Source: Vitalii Vodolazskyi via Shutterstock
In a net positive for researchers testing the security and safety of AI systems and models, the US Library of Congress ruled that certain types of offensive activities — such as prompt injection and bypassing rate limits — do not violate the Digital Millennium Copyright Act (DMCA), a law used in the past by software companies to push back against unwanted security research.
The Library of Congress, however, declined to create an exemption for security researchers under the fair use provisions of the law, arguing that an exemption would not be enough to provide security researchers safe haven.
Overall, the triennial update to the legal framework around digital copyright works in the security researchers' favor, as does having clearer guidelines on what is permitted, says Casey Ellis, founder and adviser to crowdsourced penetration testing service BugCrowd.
"Clarification around this type of thing — and just making sure that security researchers are operating in as favorable and as clear an environment as possible — that's an important thing to maintain, regardless of the technology," he says. "Otherwise, you end up in a position where the folks who own the [large language models], or the folks that deploy them, they're the ones that end up with all the power to basically control whether or not security research is happening in the first place, and that nets out to a bad security outcome for the user."
Security researchers have increasingly gained hard-won protections against prosecution and lawsuits for conducting legitimate research.

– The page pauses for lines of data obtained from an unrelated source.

PR #359, opened 2026-06-25
Replace password validator with zxcvbn entropy scoring

mattmorr1:
fixed pw validation logic. previously was just basic checker for requirements + common pw .txt file. switched to zxcvbn (open source standard for entropy-based pw checking)

- Replaces basic character-class checks (letter + digit) with zxcvbn entropy-based scoring that catches dictionary words, keyboard patterns, l33t subs, repeated sequences, and date patterns
- Keeps the bundled common-password blocklist as a fast first-pass reject
- Adds `user_inputs` parameter so passwords derived from the username/email are penalized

In 2022, for example, the US Department of Justice stated that its prosecutors would not charge security researchers with violating the Computer Fraud and Abuse Act (CFAA) if they did not cause harm and pursued the research in good faith. Companies that sue researchers are regularly shamed, and groups such as the Security Legal Research Fund and the Hacking Policy Council provide additional resources and defenses to security researchers pressured by large companies.
In a post to its site, the Center for Cybersecurity Policy and Law called the clarifications by the US Copyright Office "a partial win" for security researchers — providing more clarity but not safe harbor. The Copyright Office is organized under the Library of Congress's purview.

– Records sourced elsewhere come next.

PR #361, opened 2026-06-25
feat(auth): harden authentication for production readiness

mattmorr1:
Production auth hardening, extracted from the bundled #357 and tidied. Two commits: the hardening (cherry-picked) and a behaviour-preserving condensing pass.

-> Hardening
- Access-token TTL → 30 min, refresh → 7 days (configurable)
- MFA secrets encrypted at rest with Fernet (key derived from `JWT_SECRET_KEY`)
- 10 single-use, bcrypt-hashed MFA recovery codes
- JWT bound to client session via IP+UA fingerprint (`sfp` claim)
- Token revocation **fails closed** when Redis is unreachable
- CSRF default-on; new `cryptography` dependency; docs in `docs/PRODUCTION_SECURITY.md`

-> Condensing (behaviour-preserving)
- Hoist `base64`/`hashlib`/`cryptography` imports to module scope
- Extract `_session_fingerprint`, `_generate_recovery_codes`, `_fernet` helpers (dedup across token-gen / MFA / encrypt-decrypt)
- Collapse multi-line single-expressions; `session = session or get_db_session()`
- Drop two pre-existing unused imports; black-format the three files
- **Left as-is:** fail-closed revocation branches + the bcrypt recovery-code loop (auditability)

### DIFF
--- a/backend/api/auth.py
+++ b/backend/api/auth.py
@@ -190,8 +190,14 @@ async def login(
             )
 
     # Generate tokens
-    access_token = AuthService.generate_jwt_token(user, "access")
-    refresh_token = AuthService.generate_jwt_token(user, "refresh")
+    _ip = request.client.host if request.client else None
+    _ua = request.headers.get("user-agent")
+    access_token = AuthService.generate_jwt_token(
+        user, "access", request_ip=_ip, user_agent=_ua
+    )
+    refresh_token = AuthService.generate_jwt_token(
+        user, "refresh", request_ip=_ip, user_agent=_ua
+    )
 
     # Extract exp claims so the cookie Max-Age matches the JWT lifetime.
     access_payload = AuthService.verify_jwt_token(access_token) or {}
@@ -348,8 +354,14 @@ async def refresh_token(
         )
 
     # Generate new tokens
-    access_token = AuthService.generate_jwt_token(user, "access")
-    refresh_token = AuthService.generate_jwt_token(user, "refresh")
+    _ip = request.client.host if request.client else None
+    _ua = request.headers.get("user-agent")
+    access_token = AuthService.generate_jwt_token(
+        user, "access", request_ip=_ip, user_agent=_ua
+    )
+    refresh_token = AuthService.generate_jwt_token(
+        user, "refresh", request_ip=_ip, user_agent=_ua
+    )
 
     access_payload = AuthService.verify_jwt_token(access_token) or {}
     refresh_payload = AuthService.verify_jwt_token(refresh_token) or {}
--- a/backend/api/auth.py
+++ b/backend/api/auth.py
@@ -7,7 +7,7 @@ Handles login, logout, token refresh, password management, and MFA.
 import logging
 import os
 from datetime import datetime
-from typing import Optional
+from typing import List, Optional
 from fastapi import APIRouter, HTTPException, Depends, Header, Request, Response, status
 from pydantic import BaseModel, EmailStr
 from sqlalchemy.orm import Session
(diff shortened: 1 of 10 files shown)


backend/api/auth.py
```diff
@@ -514,105 +532,104 @@ async def change_password(
...
     qr_uri = AuthService.get_mfa_qr_uri(current_user.user_id, session)
     if not qr_uri:
         raise HTTPException(
             status_code=status.HTTP_500_INTERNAL_SERVER_ERROR,
-            detail="Failed to generate QR code"
+            detail="Failed to generate QR code",
         )
-    
+
     return MFASetupResponse(secret=secret, qr_uri=qr_uri)
```
nestor-deeptempo, line 573: we generate + store recovery codes in setup_mfa but never return them, the response is only secret + qr_uri and get_mfa_recovery_codes has no caller. docs say setup returns them, so either add them to the response or wire an endpoint

database/init/06_auth_tables.sql
```diff
@@ -26,6 +26,7 @@ CREATE TABLE IF NOT EXISTS users (
     is_verified BOOLEAN NOT NULL DEFAULT FALSE,
     mfa_enabled BOOLEAN NOT NULL DEFAULT FALSE,
     mfa_secret VARCHAR(255),
+    mfa_recovery_codes JSONB NOT NULL DEFAULT '[]',
```
nestor-deeptempo, line 29: this is inside CREATE TABLE IF NOT EXISTS, so existing DBs won't get the column — but the ORM maps it, so the first User query fails with UndefinedColumn on upgrade. Can we add an ALTER TABLE ... ADD COLUMN IF NOT EXISTS that actually runs in the init path?

we know of some users so would be best to add this to make sure they don't have any disturbances

backend/services/auth_service.py
```diff
@@ -262,252 +302,314 @@ def authenticate_user(username_or_email: str, password: str, session: Optional[S
...
+        """Decrypt an MFA secret; fall back to plaintext for pre-migration rows."""
+        try:
+            return AuthService._fernet().decrypt(encrypted.encode()).decode()
+        except Exception:
+            # Fallback: secret may be stored unencrypted (pre-migration rows)
+            return encrypted
+
     @staticmethod
-    def get_mfa_qr_uri(user_id: str, session: Optional[Session] = None) -> Optional[str]:
+    def get_mfa_qr_uri(
```
nestor-deeptempo, line 485: builds the QR from the encrypted secret now, pyotp.TOTP(user.mfa_secret) gets the Fernet ciphertext. the authenticator app will derive codes from the ciphertext while verify_mfa_code decrypts first, so they'll never match and MFA can't be enabled. Needs a _decrypt_mfa_secret(user.mfa_secret) here

backend/middleware/auth.py
```diff
@@ -131,14 +131,25 @@ async def get_current_user(
...
     # Reject revoked tokens (logout / password change / role change).
-    # Fail-open if Redis is down — see token_blacklist.is_token_revoked.
     if await is_token_revoked(payload):
         raise HTTPException(
             status_code=status.HTTP_401_UNAUTHORIZED,
             detail="Token has been revoked",
             headers={"WWW-Authenticate": "Bearer"},
         )
 
+    # Validate session fingerprint (IP + UA binding).
```
nestor-deeptempo: the fingerprint includes client IP, so any IP change within the token lifetime (mobile/NAT/VPN) → 401 and forced re-login. And behind a reverse proxy it's the same IP for everyone, so it adds nothing. maybe bind to UA only / a trusted forwarded-for header?

nestor-deeptempo (changes requested):

nestor-deeptempo (approved):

"The gap in legal protection for AI research was confirmed by law enforcement and regulatory agencies such as the Copyright Office and the Department of Justice, yet good faith AI research continues to lack a clear legal safe harbor," the group stated. "Other AI trustworthiness research techniques may still risk liability under DMCA Section 1201, as well as other anti-hacking laws such as the Computer Fraud and Abuse Act."
Brave New Legal World
The fast adoption of generative AI systems and algorithms based on big data have become a major disruptor in the information-technology sector. Given that many large language models (LLMs) are based on mass ingestion of copyrighted information, the legal framework for AI systems started off on a weak footing.
For researchers, past experience provides chilling examples of what could go wrong, says BugCrowd's Ellis.

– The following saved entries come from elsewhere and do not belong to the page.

PR #362, opened 2026-06-25
chore(scripts): extract scripts/lib.sh, slim start scripts, move test runner

mattmorr1:
## Summary
cleaned up verbosity in start scripts. 

- New `scripts/lib.sh` with shared helpers (docker-compose wrapper, Python 3.10+ discovery, venv/deps, wait-for-url/postgres).
- Slim `start.sh` / `setup_dev.sh` / `shutdown_all.sh` to source `lib.sh`.
- Drop standalone `start_database.sh`, `stop_database.sh`, `start_daemon.sh`, `start_web.sh`.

"Given the fact that it's such a new space — and some of the boundaries are a lot fuzzier than they are in traditional IT — a lack of clarity basically always converts to a chilling effect," he says. "For folks that are mindful of this, and a lot of security researchers are pretty mindful of making sure they don't break the law as they do their work, it has resulted in a bunch of questions coming out of the community."
The Center for Cybersecurity Policy and Law and the Hacking Policy Council proposed that red teaming and penetration testing for the purpose of testing AI security and safety be exempted from the DMCA, but the Librarian of Congress recommended denying the proposed exemption.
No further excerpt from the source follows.